- [Extracted records]
PR #4967, opened 2023-07-14
remove duplicates for libs to visit during make

tor-m6:
I found a strange problem (use make 4.1). After some long work (which does not involve genode build system but compile code in build dir) it start to generate wrong libdeps file: some generated variables like DEP_A_base-nova-common refer to itself, directly or indirectly. Seems that this is because of LIBS variable somehow start to be modified from "bottom" recursive make invocation (still dont understand what is a trigger: I try to remove libdeps/progress.log from build, check shell environment variables - but this does not helps).
This is not a first time - every last years advances to new version works for some time for me, and then hit this unfixable problem forcing me to make another clean installation.

I make small patch which remove dup LIBS entries as well as LIB which should be build in invocation.
Seems that this could improve build performance (do not call unneeded recursive make invocations which goto already_visited target)

### DIFF
--- a/repos/base/mk/dep_lib.mk
+++ b/repos/base/mk/dep_lib.mk
@@ -135,14 +135,12 @@ ifneq ($(DEP_MISSING_PORTS),)
 	@(echo "MISSING_PORTS += $(DEP_MISSING_PORTS)"; \
 	  echo "") >> $(LIB_DEP_FILE)
 endif
-	@for i in $(LIBS_TO_VISIT); do \
-	  $(MAKE) $(VERBOSE_DIR) -f $(BASE_DIR)/mk/dep_lib.mk REP_DIR=$(REP_DIR) LIB=$$i; done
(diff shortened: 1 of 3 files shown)


nfeske:
Sorry for attending this pull request so late.

Thanks sharing your patch. Admittedly, I struggle to relate to the problem it is supposed to solve, which is the reason I felt unable to attend it. Ultimately, I would rather not add any complexity to the build system without a definite (and reproducible) reason.

Should similar problems as you reported occur in the future, I hope that the information you provided may be helpful to people searching the issue tracker.

Would you be fine with closing this issue?

tor-m6:
this is up to you
while I still think that there are no reasons to duplicate makefile visits to some directories, this slowdown overall compilation at least.

nfeske:
Thank you for the response. Should we decide to optimize this aspect of the build system sometime in the future, we might open a dedicated issue. I'm closing this one.

PR #4993, opened 2023-09-07
fb_sdl: update to use sdl2

mewmew:
Following the official migration guide of SDL [[1]], the fb_sdl framebuffer driver was update from SDL1 to SDL2.

The sdl2 port in world/src/lib/sdl2 is used.

Since SDL1 is in maintenance mode [[2]], support for other display servers than X11 will never be implemented. In particular, support for Wayland is missing from SDL1.

Fortunately, a port of sdl2 is maintained in genode-world.

As SDL2 is actively developed, it will provide support for modern hardware architectures, and has mature support for Wayland [[3]].

[1]: https://wiki.libsdl.org/SDL2/MigrationGuide
[2]: https://wiki.debian.org/Wayland#SDL1_.28unsupported.29
[3]: https://wiki.debian.org/Wayland#SDL2_.28supported_since_2.0.2.2B-.29

### DIFF
--- a/repos/os/src/drivers/framebuffer/sdl/convert_keycode.h
+++ b/repos/os/src/drivers/framebuffer/sdl/convert_keycode.h
@@ -114,12 +114,12 @@ static inline Input::Keycode convert_keycode(int sdl_keycode)
 	case SDLK_F15:          return KEY_F15;
 
 	/* special keys */
-	case SDLK_PRINT:        return KEY_PRINT;
-	case SDLK_SCROLLOCK:    return KEY_SCROLLLOCK;
+	case SDLK_PRINTSCREEN:  return KEY_PRINT;
+	case SDLK_SCROLLLOCK:   return KEY_SCROLLLOCK;
 	case SDLK_MENU:         return KEY_MENU;
 
 	/* key state modifier keys */
-	case SDLK_NUMLOCK:      return KEY_NUMLOCK;
+	case SDLK_NUMLOCKCLEAR: return KEY_NUMLOCK;
 	case SDLK_CAPSLOCK:     return KEY_CAPSLOCK;
 	case SDLK_RSHIFT:       return KEY_RIGHTSHIFT;
 	case SDLK_LSHIFT:       return KEY_LEFTSHIFT;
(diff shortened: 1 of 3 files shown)


mewmew:
Screenshot using `goa run` with the `fb_sdl` framebuffer driver on Wayland.

fb_sdl_wayland

chelmuth:
I tested your commit with a quite dated installation (libsdl2 version 2.0.8+dfsg1-1ubuntu1.18.04.4) and it worked to some extent. Unfortunately, the windows resize is no longer propagated as screen/framebuffer-resolution change but just scales the windows contents. Does this feature still work for you?

mewmew:
> I tested your commit with a quite dated installation (libsdl2 version 2.0.8+dfsg1-1ubuntu1.18.04.4) and it worked to some extent. Unfortunately, the windows resize is no longer propagated as screen/framebuffer-resolution change but just scales the windows contents. Does this feature still work for you?

Wow, really good thing you tested this better than I did @chelmuth. It turns out that the window resize events were never handled at all (see https://github.com/genodelabs/genode/pull/4993/commits/e6335a16b5e79c32a8793bae388b37526fc9e8e1 for a fix to the embarrassing typo).

In essence, `event.type` was compared against `SDL_WINDOWEVENT_RESIZED` (which is incorrect). The correct check would be to compare `event.window.event` against `SDL_WINDOWEVENT_RESIZED` (`event.type` is `SDL_WINDOWEVENT`).

Having fixed said typo, the resize code turned out to not work as expected in SDL2. The reason for this is that SDL2 has added support for multiple windows. So, when `_sdl_screen.construct` was invoked upon window resize events, a *new* window would be created each time (with the new window dimensions), instead of resizing the old window.

This issue has been addressed in 49d35cbe6dd3364d3132148178fdd26af0e6b045, which refactors the code to only construct a single window, and then reconstruct the `SDL_Surface` and `SDL_Texture` of `_sdl_screen` upon window resize events.

Please try again with these two commits added, and see if the behaviour is fixed on your end too.

Cheerful regards,
Robin

chelmuth:
Great, now it works like a charm :+1: I just added fixup b1a6cdb349e302e88b62f49b8401b0fe474170b3 to prevent build errors on Ubuntu 20.04.

chelmuth:
> SDL2 has added support for multiple windows. So, when `_sdl_screen.construct` was invoked upon window resize events, a _new_ window would be created each time (with the new window dimensions), instead of resizing the old window.

That's quite interesting and could become useful when prototyping advanced multi-monitor support in Nitpicker and wm...

mewmew:
> Great, now it works like a charm 👍 I just added fixup https://github.com/genodelabs/genode/commit/b1a6cdb349e302e88b62f49b8401b0fe474170b3 to prevent build errors on Ubuntu 20.04.

Great! Closing this PR as the commits have been merged to staging.

Cheers,
Robin

PR #5784, opened 2026-01-07
fb_sdl: SDL2/3 compatability conversion

b0inbot:
Converts the SDL2 fb_sdl codebase to SDL3 via an sdl2/sdl3.h shim.

Confirmed working on stock SDL2 Ubuntu LTS 24.04. Confirmed working
on manually compiled SDL3 on Ubuntu LTS 24.04. make run/demo
BOARD=linux KERNEL=linux runs and is visually correct.

### DIFF
--- a/repos/os/src/driver/framebuffer/sdl/target.mk
+++ b/repos/os/src/driver/framebuffer/sdl/target.mk
@@ -2,8 +2,17 @@ TARGET   = fb_sdl
 LIBS     = lx_hybrid blit
 REQUIRES = linux
 SRC_CC   = main.cc
-LX_LIBS  = sdl2
-INC_DIR += $(PRG_DIR) /usr/include/SDL2
+SDL_INC  = /usr/include/SDL2
+SDL_LIB  = sdl2
+
+ifeq ($(GENODE_FB_SDL_VERSION),3)
+CC_OPT += -DSDL3
+SDL_INC = /usr/include/SDL3
+SDL_LIB = sdl3
+endif
+
+LX_LIBS  = $(SDL_LIB)
+INC_DIR += $(PRG_DIR) $(SDL_INC)
 
 # accept conversion warnings caused by libgcc's include/arm_neon.h
 CC_OPT  += -Wno-error=narrowing \
--- a/repos/os/src/driver/framebuffer/sdl/convert_keycode.h
+++ b/repos/os/src/driver/framebuffer/sdl/convert_keycode.h
@@ -33,7 +33,11 @@ static inline Input::Keycode convert_keycode(int sdl_keycode)
 	case SDLK_PAUSE:        return KEY_PAUSE;
 	case SDLK_ESCAPE:       return KEY_ESC;
 	case SDLK_SPACE:        return KEY_SPACE;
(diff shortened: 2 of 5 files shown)


nfeske:
Splendid! That's exactly what I had in mind. :+1: 

I just gave your commit a quick try. It works fine with SDL2. Really cool!

To ease the switch between both versions, the fixup https://github.com/nfeske/genode/commit/fb9ff4d2dc5fc8485bb4d9700cb08f96adfa7086 allows for controlling the SDL version via the SPECS build variable. So you can enable the SDL3 build without any patch by adding the following line to your build directory's etc/specs.conf file:
```
SPECS += sdl3
```
Note that the SDL library is not captured as dependency of fb_sdl. So when switching between both versions, one has to manually remove the driver/framebuffer/sdl from the build directory before building.

Please feel free to squash the fixup to your commit.

nfeske:
Nice! BTW, the `ifeq` in the target.mk could now be simplified to `ifeq ($(GENODE_FB_SDL_VERSION),3)`.

Maybe @ssumpf has an idea about your remaining open question about the location of the libpulsecommon shared lib on the host? Citing your commit message:

> Running on my own system requires LD_LIBRARY_PATH=/usr/lib64/pulseaudio/
within the make invocation. Fixable somewhere I'm sure. I tried LIB_DIR
and such within the targets.mk.
>
> ```
> [Genode] init -> drivers -> fb_sdl: error while loading shared libraries: libpulsecommon-17.0.so:
> cannot open shared object file: No such file or directory
> $ find /usr/ -iname libpulsecommon-17.0.so
> /usr/lib/pulseaudio/libpulsecommon-17.0.so
> /usr/lib64/pulseaudio/libpulsecommon-17.0.so
> ```

ssumpf:
> Nice! BTW, the `ifeq` in the target.mk could now be simplified to `ifeq ($(GENODE_FB_SDL_VERSION),3)`.
> 
> Maybe @ssumpf has an idea about your remaining open question about the location of the libpulsecommon shared lib on the host? Citing your commit message:

Maybe some additional environment variables need to be forwarded in `Native_pd_component::_start` (_base-linux/src/core/native_pd_component.cc_)? Currently only `LD_LIBRARY_PATH` and `XDG_RUNTIME_DIR` are forwarded.

repos/os/src/driver/framebuffer/sdl/target.mk
```diff
@@ -2,8 +2,17 @@ TARGET   = fb_sdl
 LIBS     = lx_hybrid blit
 REQUIRES = linux
 SRC_CC   = main.cc
-LX_LIBS  = sdl2
-INC_DIR += $(PRG_DIR) /usr/include/SDL2
+SDL_INC  = /usr/include/SDL2
+SDL_LIB  = sdl2
+
+ifeq ($(GENODE_FB_SDL_VERSION),3).
```
nfeske: The trailing dot is wrong.

nfeske:
That looks excellent! I merged your commit to our staging branch now. Thank you very much for this contribution, and also for the pleasant communication. :)

Issue #5088, opened 2024-01-08
ahci_drv: devices not reported


cproc:
When I tried to run Sculpt on a PC with an ASUS Q170T main board, the AHCI driver did not report the connected SATA SSDs, but showed them as `off` in the log:

```
[init -> drivers -> dynamic -> ahci_drv] --- Starting AHCI driver ---
[init -> drivers -> dynamic -> ahci_drv] version: major=0x1 minor=0x301
[init -> drivers -> dynamic -> ahci_drv] command slots: 32
[init -> drivers -> dynamic -> ahci_drv] native command queuing: yes
[init -> drivers -> dynamic -> ahci_drv] 64-bit support: yes
[init -> drivers -> dynamic -> ahci_drv] number of ports: 6
[init -> drivers -> dynamic -> ahci_drv] 		#0: off (ATA)
[init -> drivers -> dynamic -> ahci_drv] 		#1:  off (unknown device signature)
[init -> drivers -> dynamic -> ahci_drv] 		#2:  off (unknown device signature)
[init -> drivers -> dynamic -> ahci_drv] 		#3: off (ATA)
[init -> drivers -> dynamic -> ahci_drv] 		#4:  off (unknown device signature)
[init -> drivers -> dynamic -> ahci_drv] 		#5:  off (unknown device signature)
```

The error symptom in the driver is that setting the `Cmd::Fre` bit to 0 does not cause the `Cmd::Fr` bit to change to 0 as well:

https://github.com/genodelabs/genode/blob/c4679e7af644f2ff8d07b9b48bc2c79eb57a79cc/repos/os/src/drivers/ahci/ahci.h#L880-L885

The problem appears to be related to the port reset at the beginning of the `Port()` constructor:

https://github.com/genodelabs/genode/blob/c4679e7af644f2ff8d07b9b48bc2c79eb57a79cc/repos/os/src/drivers/ahci/ahci.h#L549-L555

When I tried the `Cmd::Fre` bit change before this `reset()` call, the `Cmd::Fr` bit changed to 0 as expected.

The AHCI specification mentions that "software should write all 1s to the PxSERR register to clear any bits that were set as part of the port reset.", which is done after the second port reset in the `init()` function, but not after the first port reset in the `Port()` constructor:

https://github.com/genodelabs/genode/blob/c4679e7af644f2ff8d07b9b48bc2c79eb57a79cc/repos/os/src/drivers/ahci/ahci.h#L856-L860

[...]

PR #5853, opened 2026-04-13
AHCI: Resolve port initialization conflict on boot vs S4 resume

G0retZ:
This PR is vibe-coded with thorough supervision and sanity check.
Though I'm not an expert in C++ nor in drivers development.

Here is the summary of the reasoning behind the changes produced by AI:

> On systems with an IOMMU, SATA ports were logged as "off (ATA)" at boot
> despite the BIOS having successfully initialized the devices.
> 
> Root cause
> ----------
> Port::reinit() unconditionally called reset() (COMRESET via PxSCTL.Det)
> before enable() and before setup_memory() had mapped a Genode-owned FIS
> receive buffer into PxFB.
> 
> At that point PxFB still held the BIOS-allocated physical address and FRE
> (FIS Receive Enable) was left enabled by the BIOS. The device responded to
> COMRESET by posting a D2H Register FIS. The HBA attempted a DMA write to
> the BIOS address, which the IOMMU blocked. As a result FR (FIS Receive
> Running) never cleared. The subsequent setup_memory() → wait_for(FR=0)
> timed out with Polling_timeout, which propagated out of _scan_ports and
> left the port disabled.
> 
> Fix
> ---
> Move the COMRESET out of the unconditional preamble and instead call
> enable() first:
> 
> - On boot and S3 resume the SATA link is already established by the BIOS /
>   powered controller. enable() succeeds immediately and no COMRESET is
>   needed before init().
> 
> - On S4 resume (full power loss) all port registers including PxSSTS reset
>   to zero, so enable() returns false. In that case reset() is issued to
>   re-establish the link. After S4, Cmd::St and FRE are guaranteed 0 by
>   power loss, so the COMRESET cannot trigger an IOMMU-blocked DMA, and
>   setup_memory() inside the subsequent init() will find FR=0 immediately.
> 
> The is_resume parameter (defaulting to false) distinguishes the two
> failure meanings of enable() returning false: an empty port at boot (throw
> immediately, DMA registers never touched) versus a link-down condition at
> S4 resume (reset and retry).
> 
> The resume call site in main.cc is updated to pass is_resume=true.

Tested on my system building Sculpt from the current `master` branch and now I have access to all of my drives.

### DIFF
--- a/repos/os/src/driver/ahci/ahci.h
+++ b/repos/os/src/driver/ahci/ahci.h
@@ -898,13 +898,31 @@ struct Ahci::Port : private Port_base
 		reinit();
 	}
 
-	void reinit()
+	void reinit(bool is_resume = false)
 	{
 		_with_port_mmio([&](Port_mmio &mmio) {
-			reset(mmio);
 
-			if (!enable(mmio))
-				throw 1;
+			if (!enable(mmio)) {
+				/*
+				 * No SATA link. On boot or S3 resume the link is already
+				 * established by the BIOS / powered controller, so a missing
+				 * link means the port is empty.
+				 */
+				if (!is_resume)
+					throw 1;
+
+				/*
+				 * On S4 resume (full power loss) all port registers reset to
+				 * zero including PxSSTS, so the link must be re-established.
+				 * Cmd::St and FRE are guaranteed 0 after power loss, so
+				 * reset() is safe and setup_memory() inside init() will find
+				 * FR=0 immediately.
+				 */
+				reset(mmio);
+
+				if (!enable(mmio))
+					throw 1;
+			}
 
 			stop(mmio);
 
--- a/repos/os/src/driver/ahci/main.cc
+++ b/repos/os/src/driver/ahci/main.cc
@@ -160,7 +160,7 @@ class Ahci::Driver : Noncopyable
 				/* re-start request handling of client sessions */
 				for_each_port([&](auto &port, auto const index, auto) {
 					try {
-						port.reinit();
+						port.reinit(true);
 						port.stop_processing = false;
 						_dispatch.session(index);
 					} catch (...) {


G0retZ:
This addresses the issue #5088

ssumpf:
@G0retZ: [4609a4c](https://github.com/genodelabs/genode/pull/5853/commits/4609a4cbe86fb7c6be2cd41a450f232d5e3c7632) does - as observed by @cproc in #5088 - not call the Port reset during AHCI driver startup. This leaves the question of what will happen in case a BIOS doesn't hand over a half configured controller or in case there is no BIOS (think ARM based SoCs)? I would try to clear `Cmd::St` (unconditionally) and than clear `Cmd::Fre`  (as @cproc suggested) before the Port reset because having FIS receive running during reset is definitely not good. I will send a sketch commit for testing to #5088 and would appreciate if you could test this. Also I would like to continue the discussion in #5088.

nfeske:
Thanks @G0retZ for the continued investigation. Happy to see it getting resolved. Also thanks @ssumpf for responding.

> This PR is vibe-coded with thorough supervision and sanity check.

Thank you for being transparent about it.

As a note of caution, Genode is not open for AI-generated code contributions due to the legal uncertainties of such code. In order to incorporate code into genuine Genode components (those that are marked by the license headers  as being part of Genode) we must ensure that such code does not violate rights of third parties. On this account, the [Genode contributor's agreement](https://genode.org/community/gca.pdf) states "You certify and warrant that your Contributions to Genode Labs’s Products do not violate the intellectual property rights of third parties [...]". This cannot be assumed for code generated by AI models without legal records of their training material. As far as I know, AI service providers do not provide such evidence.

G0retZ:
> Thank you for being transparent about it.
> 
> As a note of caution, Genode is not open for AI-generated code contributions due to the legal uncertainties of such code. In order to incorporate code into genuine Genode components (those that are marked by the license headers as being part of Genode) we must ensure that such code does not violate rights of third parties. On this account, the [Genode contributor's agreement](https://genode.org/community/gca.pdf) states "You certify and warrant that your Contributions to Genode Labs’s Products do not violate the intellectual property rights of third parties [...]". This cannot be assumed for code generated by AI models without legal records of their training material. As far as I know, AI service providers do not provide such evidence.

Ok, I definitely need take this into account next time 👌 
To be more specific this code was generated by Claude Sonet 4.6 as a service under my thorough supervision, so probably it's not eligible for merging as is just because it's generated by a 3rd party service.
Though I'd like to do more contributions in the near future but I'm not experienced enough in C++ and system programming to pull this off easily...

Since I don't have legal expertise here, could you please clarify in more details what counts as an unacceptable "AI generated code" contribution?

What if I will use an AI agent service for advisory and static analysis only, but will type the actual code by my own hands?
Or if I will use [a locally running AI model](https://huggingface.co/bartowski/google_gemma-4-26B-A4B-it-GGUF) that is released under Apache 2.0 or other GPL3 compatible license?

I'd like to know my limits here from Genode perspective 🤔

nfeske:
> Or if I will use [a locally running AI model](https://huggingface.co/bartowski/google_gemma-4-26B-A4B-it-GGUF) that is released under Apache 2.0 or other GPL3 compatible license?

I'm not a lawyer. But I consider learning from any source (book, teacher, experience, internet search engine, AI model) as fine as long as the information source is legal (think of trade secrets).

Code generation is different matter. Legally, regardless of whether running the model locally or as a service, unless you created the model yourself, you cannot know from which data the model parameters had been derived. So one should assume the worst. Common sense. The obvious way to stay safe is to craft code by hand, driven by human intent.

At the end of the day, someone has to assert responsibility, for both technical and legal risks. A maintainer becomes responsible for the code whenever accepting a contribution. Accepting the risks of AI-generated artifacts would be irresponsible for Genode Labs. Hence, we have to keep our code untainted.

G0retZ:
> I'm not a lawyer. But I consider learning from any source (book, teacher, experience, internet search engine, AI model) as fine as long as the information source is legal (think of trade secrets).
> 
> Code generation is different matter. Legally, regardless of whether running the model locally or as a service, unless you created the model yourself, you cannot know from which data the model parameters had been derived. So one should assume the worst. Common sense. The obvious way to stay safe is to craft code by hand, driven by human intent.
> 
> At the end of the day, someone has to assert responsibility, for both technical and legal risks. A maintainer becomes responsible for the code whenever accepting a contribution. Accepting the risks of AI-generated artifacts would be irresponsible for Genode Labs. Hence, we have to keep our code untainted.

Thanks for clarification! 🙏 
I will change my approach to avoid generating code with AI for contributions from now on. I will use AI as a mere learning and reasoning tool, but will craft code by hand 👍

ssumpf:
Fixed in #5088

PR #1019, opened 2023-02-08
Groth16 update library

esuwu:


alexeykiselev (approved):

alexeykiselev (dismissed):

pkg/crypto/internal/groth16/bls12_381/verifying_key.go
```diff
@@ -0,0 +1,111 @@
...
+}
+
+func FromBytesToVerifyingKey(vkBytes []byte) (gnark.VerifyingKey, error) {
+	var bvk BellmanVerifyingKeyBl12381
+	_, err := bvk.ReadFrom(bytes.NewReader(vkBytes))
+	if err != nil {
+		return nil, err
+	}
+	var b bytes.Buffer
+	buf := bufio.NewWriter(&b)
```
nickeskov, line 96: I don't see here reasonable usage of this `buf`. You're using `Flush` later, but before I can't find any writes to `buf`.

pkg/crypto/internal/groth16/bn256/verifying_key.go
```diff
@@ -0,0 +1,118 @@
...
+	if err != nil {
+		return nil, err
+	}
+	_, err = bvk.ReadFrom(bytes.NewReader(vkBytes))
+	if err != nil {
+		return nil, err
+	}
+
+	var b bytes.Buffer
+	buf := bufio.NewWriter(&b)
```
nickeskov, line 102: I don't see here reasonable usage of this `buf`. You're using `Flush` later, but before I can't find any writes to `buf`.

nickeskov (changes requested):
I also noticed that `gnark` uses internal logger. I think it should be disabled in our package where we use `gnark`.

nickeskov (approved):

alexeykiselev (approved):

PR #1022, opened 2023-02-09
Added size check on marshaling of byte slice with size.

alexeykiselev:
Comments fixed.
Unused function removed.

### DIFF
--- a/pkg/proto/common.go
+++ b/pkg/proto/common.go
@@ -4,6 +4,7 @@ import (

- [Exercise description] The job is to copy each line from the material above that holds the word "gnark".

- [The answer]
+func FromBytesToVerifyingKey(vkBytes []byte) (gnark.VerifyingKey, error) {
I also noticed that `gnark` uses internal logger. I think it should be disabled in our package where we use `gnark`.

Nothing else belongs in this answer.